# Grizzly G0690 Tablesaw Review



## Redoak49 (Dec 15, 2012)

You went through a lot and more than anyone should. Grizzly should have done more.

Grizzly seems to work fine for most and then once in awhile this happens. I will not buy Grizzly because this happens. Yes, I know that it does not happen very often but…..


----------



## Fiddy (Oct 24, 2014)

Very fair review of their product, but more importantly quality and service after the sale. Hopefully someone over there realizes this is what can be detrimental to their success once they read what we all read here.

Look for something old and American on CL - haha.


----------



## 280305 (Sep 28, 2008)

I remember your original thread on this. It was a good idea to start a new thread as a review to give the "executive summary" of your saga. I am sorry for your difficulties and appreciate the information that you are providing here.
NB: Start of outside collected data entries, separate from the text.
PR #778, opened 2024-11-30
Add bsky link to socials

orhun:
We also need to tweak DNS settings on `ratatui.rs` to get the `@ratatui.rs` handle. I don't remember if I have access to regery though...


orhun:
@joshka can you help me setting that up maybe? We just need to add some DNS records

PR #786, opened 2024-12-06
fix apps previews for bottom, rucola and scope-tui

kandros:
image

CleanShot 2024-12-06 at 12 08 55@2x

↓

image

CleanShot 2024-12-06 at 12 08 22@2x
image

bottom: they changed base branch from master to main and GitHub redirect don't handle raw=true links
rucola: was not pointing to raw file
scope-tui: it changed url


joshka:
Thanks!!!

PR #791, opened 2024-12-13
fix link to `demo2` example on home page gif

Tommypop2:


orhun (approved):
Thanks! 

We are [shuffling things around](https://github.com/ratatui/ratatui/issues/1512) a bit these days so at some point we should fix all the example links.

You might also want to report an unsafe product to the U.S. Consumer Product Safety Commission here:
https://www.saferproducts.gov/CPSRMSPublic/Incidents/ReportIncident.aspx

Edit:
I just saw that you are in Canada - not sure how that affects reporting the safety issue.


----------



## dbhost (Jul 20, 2009)

I wouldn't accept that from the likes of Ryobi, Black and Decker, Skil or Central Machinery. Grizzly should do MUCH better with QC and customer support.


----------



## david_larch (Feb 5, 2012)

Excellent summary. I had a very similar experience.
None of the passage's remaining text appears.